1 Make BLAST database

1.1 Download NCBI BLAST files

To begin, we will download BLAST files to an applications folder, a sibling folder to our GitHub repository to avoid the file limit constraints.

cd /home/jovyan/applications #is this a good relative file path? Reproducible?
curl -O https://ftp.ncbi.nlm.nih.gov/blast/executables/blast+/LATEST/ncbi-blast-2.16.0+-x64-linux.tar.gz
tar -xf ncbi-blast-2.16.0+-x64-linux.tar.gz

The following code previews the file (header) to help us verify that the above curl commands downloaded the software correctly.
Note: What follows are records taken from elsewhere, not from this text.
PR #1018, opened 2024-04-05
INFRA-629: Update dashboards to use non-deprecated plugin

dougszumski:
No functional change where possible. 

1. Update plugins to fix deprecation notices
2. Remove panels wheres metrics no longer available ( OpenSearch)
3. Check in latest Grafana definition of the dashboard to reduce future diffs

Drink a strong coffee before even considering looking at the json diffs.


Alex-Welsh:
Is this the sort of thing that should go into yoga and get merged up?

dougszumski:
> Is this the sort of thing that should go into yoga and get merged up?

A good question and it's a bit of grey area to me. 

Personally I don't think we should do a major upgrade of Grafana/anything in Yoga, in which case, we don't need these to be backported. Grafana should remain on 10.x in Yoga.

However, Grafana is unpinned in Kolla, so if someone rebuilds the Grafana (Yoga) image in release train, it will get upgraded to 11.x in May 2024? Then we would want to have this PR targeted to Yoga. Ideally I think we should avoid that, unless there is a good reason not to.

Alex-Welsh:
> > Is this the sort of thing that should go into yoga and get merged up?
> 
> A good question and it's a bit of grey area to me.
> 
> Personally I don't think we should do a major upgrade of Grafana/anything in Yoga, in which case, we don't need these to be backported. Grafana should remain on 10.x in Yoga.
> 
> However, Grafana is unpinned in Kolla, so if someone rebuilds the Grafana (Yoga) image in release train, it will get upgraded to 11.x in May 2024? Then we would want to have this PR targeted to Yoga. Ideally I think we should avoid that, unless there is a good reason not to.

I think we'll have to assume that we'll have to rebuild the yoga images at some point due to a security backport. What we do to prepare for that I'm not exactly sure

markgoddard:
I'd probably rather that we pin grafana version to 10.x in yoga than replace all the dashboards.

technowhizz:
One thing to add is we should also aim in this re-do to have all the time frames the same (ie the time window in grafana when looking at a graph.) I think the past 24 hours for all is reasonable? @dougszumski @assumptionsandg

dougszumski (commented):
I've loaded these in to an aio running Grafana 10.4.2 and what we have so far looks fine.

dougszumski:
I see the AngularJS warnings fixed in the above Ceph commits

dougszumski:
Let's merge this and follow up with the remaining dashboards

PR #1028, opened 2024-04-12
Add generic blackbox monitoring configuration

Alex-Welsh:


etc/kayobe/kolla/globals.yml
```diff
@@ -69,5 +69,131 @@ prometheus_ceph_mgr_exporter_endpoints:
...
+  - endpoints:
+      - "barbican:os_endpoint:{{ kolla_public_endpoint }}:{{ barbican_api_public_port }}"
+      - "{{ ('barbican_internal:os_endpoint:' + kolla_internal_endpoint + ':' + barbican_api_port) if kolla_public_endpoint != kolla_internal_endpoint }}"
+    enabled: "{{ enable_barbican | bool }}"
+  - endpoints:
+      - "blazar:os_endpoint:{{ kolla_public_endpoint }}:{{ blazar_api_public_port }}"
+      - "{{ ('blazar_internal:os_endpoint:' + kolla_internal_endpoint + ':' + blazar_api_port) if kolla_public_endpoint != kolla_internal_endpoint }}"
+    enabled: "{{ enable_blazar | bool }}"
+  - endpoints:
+      - "ceph_rgw:os_endpoint:{{ kolla_public_endpoint }}:{{ ceph_rgw_public_port }}"
```
priteau: Have you verified this works? This would hit the S3 API which I am not sure would work with the `os_endpoint` module, since it doesn't contain `versions`.

Alex-Welsh: That one is untested. I think you are right though so will try `http_2xx`

Alex-Welsh: Done

etc/kayobe/kolla/globals.yml
```diff
@@ -69,5 +69,131 @@ prometheus_ceph_mgr_exporter_endpoints:
 {% endfor %}
 {% endif %}
 
-#############################################################################
+
+########################################
```
markgoddard: Definitely too big for Yoga. Merge conflict in Antelope will be annoying but possibly worth it. Second merge conflict in Caracal when if gets moved into k-a will also be annoying :)

etc/kayobe/kolla/globals.yml
```diff
@@ -69,5 +69,131 @@ prometheus_ceph_mgr_exporter_endpoints:
...
+# Prometheus blackbox monitoring options
+########################################
+{% raw %}
+kolla_internal_endpoint: "{{ internal_protocol }}://{{ kolla_internal_fqdn | put_address_in_context('url') }}"
+kolla_public_endpoint: "{{ public_protocol }}://{{ kolla_external_fqdn | put_address_in_context('url') }}"
```
markgoddard: This won't work with a single frontend port (i.e. hostname-based URLs).

etc/kayobe/kolla/globals.yml
markgoddard: One way around this could be to use a separate group_vars file in etc/kayobe/kolla/inventory/group_vars/prometheus-blackbox-exporter to define the rules.

Alex-Welsh: Moved to a new file and rebased on antelope

etc/kayobe/kolla/globals.yml
Alex-Welsh: I've gone with the same format as the upstream version, and included definitions for any missing endpoints

Alex-Welsh:
Marked as draft as recent changes are untested

etc/kayobe/kolla.yml
```diff
@@ -443,7 +443,8 @@ kolla_build_args:
 # List of names of additional host variables to pass through from kayobe hosts
 # to kolla-ansible hosts, if set. See also
 # kolla_overcloud_inventory_pass_through_host_vars_map.
-#kolla_overcloud_inventory_pass_through_host_vars_extra:
+kolla_overcloud_inventory_pass_through_host_vars_extra:
```
Alex-Welsh: I can't say I like this approach but I don't know of a better way to get kayobe to template some of the endpoints

markgoddard: Could put it in kolla/globals.yml?

Alex-Welsh: Yup. Annoyingly I tried exactly that a while ago but it failed for an unrelated reason. Fixed now

dougszumski (commented):
I'm not opposed to merging this as-is, but it would be good to investigate the file based service discovery approach I mentioned upstream. We should be able to do something similar downstream, but using Kayobe to write out the service discovery file(s) instead of the KA roles.

bbezak:
is it ready to merge? it would be good to define blackbox exporter defaults

Alex-Welsh:
> is it ready to merge? it would be good to define blackbox exporter defaults

From the monitoring R&D discussion, we're going to proceed with this style downstream, and investigate file based discovery upstream

dougszumski (approved):
Good stuff @Alex-Welsh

/home/jovyan/applications/ncbi-blast-2.16.0+/bin/blastx -h #verify installation
## USAGE
##   blastx [-h] [-help] [-import_search_strategy filename]
##     [-export_search_strategy filename] [-task task_name] [-db database_name]
##     [-dbsize num_letters] [-gilist filename] [-seqidlist filename]
##     [-negative_gilist filename] [-negative_seqidlist filename]
##     [-taxids taxids] [-negative_taxids taxids] [-taxidlist filename]
##     [-negative_taxidlist filename] [-no_taxid_expansion] [-ipglist filename]
##     [-negative_ipglist filename] [-entrez_query entrez_query]
##     [-db_soft_mask filtering_algorithm] [-db_hard_mask filtering_algorithm]
##     [-subject subject_input_file] [-subject_loc range] [-query input_file]
##     [-out output_file] [-evalue evalue] [-word_size int_value]
##     [-gapopen open_penalty] [-gapextend extend_penalty]
##     [-qcov_hsp_perc float_value] [-max_hsps int_value]
##     [-xdrop_ungap float_value] [-xdrop_gap float_value]
##     [-xdrop_gap_final float_value] [-searchsp int_value]
##     [-sum_stats bool_value] [-max_intron_length length] [-seg SEG_options]
##     [-soft_masking soft_masking] [-matrix matrix_name]
##     [-threshold float_value] [-culling_limit int_value]
##     [-best_hit_overhang float_value] [-best_hit_score_edge float_value]
##     [-subject_besthit] [-window_size int_value] [-ungapped] [-lcase_masking]
##     [-query_loc range] [-strand strand] [-parse_deflines]
##     [-query_gencode int_value] [-outfmt format] [-show_gis]
##     [-num_descriptions int_value] [-num_alignments int_value]
##     [-line_length line_length] [-html] [-sorthits sort_hits]
##     [-sorthsps sort_hsps] [-max_target_seqs num_sequences]
##     [-num_threads int_value] [-mt_mode int_value] [-remote]
##     [-comp_based_stats compo] [-use_sw_tback] [-version]
## 
## DESCRIPTION
##    Translated Query-Protein Subject BLAST 2.16.0+
## 
## Use '-help' to print detailed descriptions of command line arguments

1.2 Download UniProtK/Swiss-Pro files

UniProt is a universal protein knowledgebase, and UniProtKB/Swiss-Prot is its manually annotated and section. These will provide a central resource for protein sequences and similar functional information.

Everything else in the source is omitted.